WHAT IS EXPECTED: All lines from the opening of the entries below through the line containing "### Related Issues" must be output exactly as they appear, with no other lines.

(Extracted data entries)
★ ★ ★ ★ ★

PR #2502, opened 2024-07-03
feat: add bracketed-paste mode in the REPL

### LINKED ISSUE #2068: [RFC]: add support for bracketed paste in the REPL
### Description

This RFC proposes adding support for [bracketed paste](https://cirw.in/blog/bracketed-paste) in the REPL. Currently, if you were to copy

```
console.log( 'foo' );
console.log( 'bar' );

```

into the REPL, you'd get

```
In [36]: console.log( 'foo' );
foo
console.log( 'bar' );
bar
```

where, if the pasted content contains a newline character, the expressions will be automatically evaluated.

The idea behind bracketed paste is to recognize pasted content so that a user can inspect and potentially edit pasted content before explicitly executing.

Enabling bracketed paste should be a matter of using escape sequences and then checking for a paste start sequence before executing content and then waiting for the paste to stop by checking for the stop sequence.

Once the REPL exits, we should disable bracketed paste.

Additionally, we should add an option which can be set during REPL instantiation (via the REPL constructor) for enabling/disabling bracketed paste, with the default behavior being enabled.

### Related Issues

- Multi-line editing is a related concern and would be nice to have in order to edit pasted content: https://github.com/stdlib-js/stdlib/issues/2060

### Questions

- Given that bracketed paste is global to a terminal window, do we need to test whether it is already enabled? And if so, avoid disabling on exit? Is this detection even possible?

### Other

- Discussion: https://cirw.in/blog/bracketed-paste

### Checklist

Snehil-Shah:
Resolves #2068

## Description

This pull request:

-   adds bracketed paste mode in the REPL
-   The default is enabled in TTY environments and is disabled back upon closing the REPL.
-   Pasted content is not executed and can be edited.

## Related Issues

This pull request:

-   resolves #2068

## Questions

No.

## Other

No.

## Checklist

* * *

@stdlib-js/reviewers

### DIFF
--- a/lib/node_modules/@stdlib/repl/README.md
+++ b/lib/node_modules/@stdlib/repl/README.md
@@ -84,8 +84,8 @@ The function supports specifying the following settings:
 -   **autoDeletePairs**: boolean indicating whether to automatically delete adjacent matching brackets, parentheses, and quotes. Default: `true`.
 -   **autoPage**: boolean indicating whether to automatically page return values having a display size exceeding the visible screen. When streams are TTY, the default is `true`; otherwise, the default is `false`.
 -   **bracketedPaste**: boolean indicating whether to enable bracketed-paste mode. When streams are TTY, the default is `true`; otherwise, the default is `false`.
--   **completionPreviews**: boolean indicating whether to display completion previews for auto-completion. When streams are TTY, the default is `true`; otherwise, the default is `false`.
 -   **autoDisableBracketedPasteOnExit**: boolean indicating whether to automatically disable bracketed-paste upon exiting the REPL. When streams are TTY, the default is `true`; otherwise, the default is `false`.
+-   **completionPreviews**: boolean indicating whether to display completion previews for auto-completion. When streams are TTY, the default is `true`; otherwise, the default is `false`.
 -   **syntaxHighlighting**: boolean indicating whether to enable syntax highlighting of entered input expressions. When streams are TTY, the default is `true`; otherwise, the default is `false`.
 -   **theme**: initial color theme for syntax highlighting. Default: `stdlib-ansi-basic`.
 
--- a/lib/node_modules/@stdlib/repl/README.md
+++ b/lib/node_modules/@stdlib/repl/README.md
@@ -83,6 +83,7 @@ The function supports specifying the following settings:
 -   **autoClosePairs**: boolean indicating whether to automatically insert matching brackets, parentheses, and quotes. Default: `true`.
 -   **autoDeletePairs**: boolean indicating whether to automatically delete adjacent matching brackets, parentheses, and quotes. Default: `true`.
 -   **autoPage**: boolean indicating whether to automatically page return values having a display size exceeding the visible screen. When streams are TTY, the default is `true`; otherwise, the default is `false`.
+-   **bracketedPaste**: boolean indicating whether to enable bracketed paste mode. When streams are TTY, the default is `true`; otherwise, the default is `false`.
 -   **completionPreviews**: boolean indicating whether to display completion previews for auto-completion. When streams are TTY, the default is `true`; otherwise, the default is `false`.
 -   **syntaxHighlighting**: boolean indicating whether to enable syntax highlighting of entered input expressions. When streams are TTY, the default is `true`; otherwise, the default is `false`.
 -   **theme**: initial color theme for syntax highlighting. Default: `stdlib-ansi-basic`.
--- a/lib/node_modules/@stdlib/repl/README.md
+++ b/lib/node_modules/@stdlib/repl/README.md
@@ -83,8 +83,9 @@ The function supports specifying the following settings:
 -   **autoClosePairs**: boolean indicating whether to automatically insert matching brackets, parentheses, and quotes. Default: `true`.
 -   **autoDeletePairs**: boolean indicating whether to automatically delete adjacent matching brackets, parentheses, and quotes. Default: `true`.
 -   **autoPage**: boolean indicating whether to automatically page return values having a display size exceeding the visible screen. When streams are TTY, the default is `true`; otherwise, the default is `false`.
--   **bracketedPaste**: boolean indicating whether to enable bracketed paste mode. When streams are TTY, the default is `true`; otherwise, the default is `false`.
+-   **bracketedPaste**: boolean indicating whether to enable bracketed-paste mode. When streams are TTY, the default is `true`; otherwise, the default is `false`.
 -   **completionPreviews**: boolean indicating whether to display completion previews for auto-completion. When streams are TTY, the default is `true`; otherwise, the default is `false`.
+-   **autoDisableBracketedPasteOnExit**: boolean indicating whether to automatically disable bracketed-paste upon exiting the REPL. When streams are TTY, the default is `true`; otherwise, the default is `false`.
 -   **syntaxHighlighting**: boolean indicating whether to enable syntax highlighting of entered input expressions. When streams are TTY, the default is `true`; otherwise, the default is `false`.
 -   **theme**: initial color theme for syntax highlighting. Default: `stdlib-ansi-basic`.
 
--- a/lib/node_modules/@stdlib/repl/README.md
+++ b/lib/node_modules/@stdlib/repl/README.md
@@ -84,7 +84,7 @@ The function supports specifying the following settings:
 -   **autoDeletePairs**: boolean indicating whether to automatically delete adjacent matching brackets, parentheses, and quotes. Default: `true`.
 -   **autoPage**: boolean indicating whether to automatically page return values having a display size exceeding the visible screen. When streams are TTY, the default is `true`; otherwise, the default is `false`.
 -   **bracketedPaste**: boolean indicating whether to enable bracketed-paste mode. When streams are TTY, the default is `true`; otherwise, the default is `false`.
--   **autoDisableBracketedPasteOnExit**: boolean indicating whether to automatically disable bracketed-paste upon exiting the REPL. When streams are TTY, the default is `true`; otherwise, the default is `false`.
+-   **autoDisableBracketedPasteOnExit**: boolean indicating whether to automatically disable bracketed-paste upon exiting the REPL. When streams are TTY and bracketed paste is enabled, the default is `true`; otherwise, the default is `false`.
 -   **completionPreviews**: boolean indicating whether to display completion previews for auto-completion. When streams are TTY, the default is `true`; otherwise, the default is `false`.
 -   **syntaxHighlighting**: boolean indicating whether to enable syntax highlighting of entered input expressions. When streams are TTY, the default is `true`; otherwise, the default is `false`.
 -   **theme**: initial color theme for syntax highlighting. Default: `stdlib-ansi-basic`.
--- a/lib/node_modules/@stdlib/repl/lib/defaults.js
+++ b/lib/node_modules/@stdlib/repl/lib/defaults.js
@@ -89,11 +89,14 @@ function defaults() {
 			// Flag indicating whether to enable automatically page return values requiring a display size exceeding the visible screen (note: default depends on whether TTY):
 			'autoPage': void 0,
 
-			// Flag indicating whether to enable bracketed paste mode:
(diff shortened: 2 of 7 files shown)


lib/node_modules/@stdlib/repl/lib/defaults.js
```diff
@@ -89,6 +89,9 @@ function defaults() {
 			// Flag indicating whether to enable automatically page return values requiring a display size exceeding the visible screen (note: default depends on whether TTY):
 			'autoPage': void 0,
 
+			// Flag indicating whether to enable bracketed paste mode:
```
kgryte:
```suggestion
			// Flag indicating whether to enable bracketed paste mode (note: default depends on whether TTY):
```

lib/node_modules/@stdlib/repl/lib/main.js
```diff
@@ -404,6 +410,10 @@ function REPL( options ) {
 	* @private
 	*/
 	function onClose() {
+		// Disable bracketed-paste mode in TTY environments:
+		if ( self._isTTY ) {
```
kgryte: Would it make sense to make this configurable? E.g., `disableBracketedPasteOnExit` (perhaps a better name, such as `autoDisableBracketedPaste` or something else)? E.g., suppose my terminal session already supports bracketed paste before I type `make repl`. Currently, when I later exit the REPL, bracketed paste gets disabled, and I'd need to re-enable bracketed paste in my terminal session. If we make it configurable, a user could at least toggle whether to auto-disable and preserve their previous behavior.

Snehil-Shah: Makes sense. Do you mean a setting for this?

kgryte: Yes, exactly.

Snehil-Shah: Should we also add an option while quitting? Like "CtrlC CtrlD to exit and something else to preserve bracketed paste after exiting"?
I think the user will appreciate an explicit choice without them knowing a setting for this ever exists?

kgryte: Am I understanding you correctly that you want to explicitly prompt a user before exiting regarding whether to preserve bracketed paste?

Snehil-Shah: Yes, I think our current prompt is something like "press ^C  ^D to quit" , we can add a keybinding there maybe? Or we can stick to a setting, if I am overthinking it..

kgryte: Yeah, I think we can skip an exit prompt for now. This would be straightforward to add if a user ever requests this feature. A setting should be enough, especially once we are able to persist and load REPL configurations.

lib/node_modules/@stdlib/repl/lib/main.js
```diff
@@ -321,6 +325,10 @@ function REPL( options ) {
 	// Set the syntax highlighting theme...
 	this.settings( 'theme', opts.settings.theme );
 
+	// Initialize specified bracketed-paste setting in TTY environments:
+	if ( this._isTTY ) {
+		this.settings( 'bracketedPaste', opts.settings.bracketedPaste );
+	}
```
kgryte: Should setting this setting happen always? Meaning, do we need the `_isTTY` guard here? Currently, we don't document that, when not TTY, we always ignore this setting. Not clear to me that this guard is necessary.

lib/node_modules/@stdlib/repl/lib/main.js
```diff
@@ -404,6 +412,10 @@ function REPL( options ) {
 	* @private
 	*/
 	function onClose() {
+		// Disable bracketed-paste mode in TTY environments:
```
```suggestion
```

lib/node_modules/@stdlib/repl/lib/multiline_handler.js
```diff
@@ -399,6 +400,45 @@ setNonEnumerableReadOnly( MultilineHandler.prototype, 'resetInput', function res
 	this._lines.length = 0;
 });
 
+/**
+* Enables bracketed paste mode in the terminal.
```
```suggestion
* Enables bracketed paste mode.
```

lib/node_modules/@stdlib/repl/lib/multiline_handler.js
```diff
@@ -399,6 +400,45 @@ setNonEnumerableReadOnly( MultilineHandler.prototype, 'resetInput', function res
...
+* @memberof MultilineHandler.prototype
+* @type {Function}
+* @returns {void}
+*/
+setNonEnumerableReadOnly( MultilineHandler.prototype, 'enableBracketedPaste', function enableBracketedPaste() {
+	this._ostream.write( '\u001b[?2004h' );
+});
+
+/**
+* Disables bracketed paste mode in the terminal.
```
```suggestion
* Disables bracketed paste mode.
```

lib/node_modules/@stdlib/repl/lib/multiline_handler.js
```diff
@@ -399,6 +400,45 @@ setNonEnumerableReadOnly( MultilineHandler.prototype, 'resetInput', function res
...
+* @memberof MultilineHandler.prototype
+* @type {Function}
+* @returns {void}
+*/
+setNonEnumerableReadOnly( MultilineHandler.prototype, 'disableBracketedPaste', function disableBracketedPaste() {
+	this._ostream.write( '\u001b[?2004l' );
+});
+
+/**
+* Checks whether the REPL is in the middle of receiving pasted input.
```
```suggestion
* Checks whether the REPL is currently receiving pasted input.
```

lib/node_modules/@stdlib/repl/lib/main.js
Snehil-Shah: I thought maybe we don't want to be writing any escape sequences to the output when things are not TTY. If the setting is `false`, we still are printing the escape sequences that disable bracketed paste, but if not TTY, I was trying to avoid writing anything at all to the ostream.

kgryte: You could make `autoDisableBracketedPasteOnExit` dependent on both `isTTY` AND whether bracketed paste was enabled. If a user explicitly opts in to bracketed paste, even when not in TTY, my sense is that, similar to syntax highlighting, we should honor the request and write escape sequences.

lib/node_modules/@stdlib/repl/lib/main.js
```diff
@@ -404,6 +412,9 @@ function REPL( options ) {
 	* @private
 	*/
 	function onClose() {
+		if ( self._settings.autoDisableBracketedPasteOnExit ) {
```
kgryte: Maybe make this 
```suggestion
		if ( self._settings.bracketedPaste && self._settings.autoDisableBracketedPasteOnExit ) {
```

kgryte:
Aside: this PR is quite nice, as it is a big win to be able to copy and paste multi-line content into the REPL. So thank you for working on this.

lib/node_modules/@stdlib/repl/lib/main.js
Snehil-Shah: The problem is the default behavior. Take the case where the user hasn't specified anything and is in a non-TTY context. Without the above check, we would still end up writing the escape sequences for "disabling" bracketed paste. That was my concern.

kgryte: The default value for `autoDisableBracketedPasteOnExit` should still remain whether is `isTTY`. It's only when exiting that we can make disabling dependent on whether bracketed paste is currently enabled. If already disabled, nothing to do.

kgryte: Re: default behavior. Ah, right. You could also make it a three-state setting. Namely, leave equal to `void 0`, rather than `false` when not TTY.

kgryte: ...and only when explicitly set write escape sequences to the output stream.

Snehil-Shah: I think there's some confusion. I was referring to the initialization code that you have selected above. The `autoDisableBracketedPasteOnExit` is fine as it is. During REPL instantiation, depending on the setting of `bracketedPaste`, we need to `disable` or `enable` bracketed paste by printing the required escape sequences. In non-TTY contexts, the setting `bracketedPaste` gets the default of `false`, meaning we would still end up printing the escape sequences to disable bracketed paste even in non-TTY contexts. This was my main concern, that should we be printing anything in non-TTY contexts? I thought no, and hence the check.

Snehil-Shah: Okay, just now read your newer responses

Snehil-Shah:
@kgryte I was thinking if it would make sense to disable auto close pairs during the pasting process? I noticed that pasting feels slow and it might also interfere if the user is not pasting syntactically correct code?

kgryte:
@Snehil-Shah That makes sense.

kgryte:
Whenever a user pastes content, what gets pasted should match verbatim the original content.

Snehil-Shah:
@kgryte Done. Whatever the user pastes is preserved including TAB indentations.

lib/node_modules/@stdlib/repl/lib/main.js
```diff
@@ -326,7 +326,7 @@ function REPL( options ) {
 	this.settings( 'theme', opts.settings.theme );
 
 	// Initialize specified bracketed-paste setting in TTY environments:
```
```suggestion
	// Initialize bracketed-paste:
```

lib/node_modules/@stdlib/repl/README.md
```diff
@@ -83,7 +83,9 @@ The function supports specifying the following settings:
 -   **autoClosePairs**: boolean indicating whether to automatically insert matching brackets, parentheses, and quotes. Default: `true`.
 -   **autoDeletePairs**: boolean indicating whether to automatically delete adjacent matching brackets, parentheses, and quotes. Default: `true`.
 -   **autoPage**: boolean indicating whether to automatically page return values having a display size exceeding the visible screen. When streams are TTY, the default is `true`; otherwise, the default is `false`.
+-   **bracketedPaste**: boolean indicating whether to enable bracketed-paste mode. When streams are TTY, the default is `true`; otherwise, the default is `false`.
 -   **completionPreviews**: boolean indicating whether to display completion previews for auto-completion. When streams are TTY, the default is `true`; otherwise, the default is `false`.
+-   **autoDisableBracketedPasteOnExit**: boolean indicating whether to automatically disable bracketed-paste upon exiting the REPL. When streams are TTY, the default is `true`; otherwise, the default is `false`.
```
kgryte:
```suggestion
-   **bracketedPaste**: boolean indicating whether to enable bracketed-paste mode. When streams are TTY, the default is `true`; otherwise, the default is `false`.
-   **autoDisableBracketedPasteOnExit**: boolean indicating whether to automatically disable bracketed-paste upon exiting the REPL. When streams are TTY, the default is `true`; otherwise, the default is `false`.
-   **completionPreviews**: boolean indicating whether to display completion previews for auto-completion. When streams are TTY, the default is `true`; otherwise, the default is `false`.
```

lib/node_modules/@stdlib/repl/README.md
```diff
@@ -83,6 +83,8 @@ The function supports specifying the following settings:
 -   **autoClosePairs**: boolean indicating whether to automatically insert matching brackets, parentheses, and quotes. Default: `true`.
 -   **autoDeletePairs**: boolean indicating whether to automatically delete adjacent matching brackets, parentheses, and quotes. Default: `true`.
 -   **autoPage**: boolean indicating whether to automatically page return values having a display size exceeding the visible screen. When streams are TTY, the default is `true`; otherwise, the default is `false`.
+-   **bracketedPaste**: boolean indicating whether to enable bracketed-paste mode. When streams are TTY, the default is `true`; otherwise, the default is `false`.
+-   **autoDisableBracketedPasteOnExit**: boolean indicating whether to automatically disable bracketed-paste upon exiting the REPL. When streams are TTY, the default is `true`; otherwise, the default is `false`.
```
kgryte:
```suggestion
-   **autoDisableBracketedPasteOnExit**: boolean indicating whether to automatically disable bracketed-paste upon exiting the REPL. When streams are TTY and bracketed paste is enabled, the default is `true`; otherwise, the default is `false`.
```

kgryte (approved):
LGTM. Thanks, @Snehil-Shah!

★ ★ ★ ★ ★

OUTPUT OF THE EXERCISE:
PR #2502, opened 2024-07-03
feat: add bracketed-paste mode in the REPL

### LINKED ISSUE #2068: [RFC]: add support for bracketed paste in the REPL
### Description

This RFC proposes adding support for [bracketed paste](https://cirw.in/blog/bracketed-paste) in the REPL. Currently, if you were to copy

```
console.log( 'foo' );
console.log( 'bar' );

```

into the REPL, you'd get

```
In [36]: console.log( 'foo' );
foo
console.log( 'bar' );
bar
```

where, if the pasted content contains a newline character, the expressions will be automatically evaluated.

The idea behind bracketed paste is to recognize pasted content so that a user can inspect and potentially edit pasted content before explicitly executing.

Enabling bracketed paste should be a matter of using escape sequences and then checking for a paste start sequence before executing content and then waiting for the paste to stop by checking for the stop sequence.

Once the REPL exits, we should disable bracketed paste.

Additionally, we should add an option which can be set during REPL instantiation (via the REPL constructor) for enabling/disabling bracketed paste, with the default behavior being enabled.

### Related Issues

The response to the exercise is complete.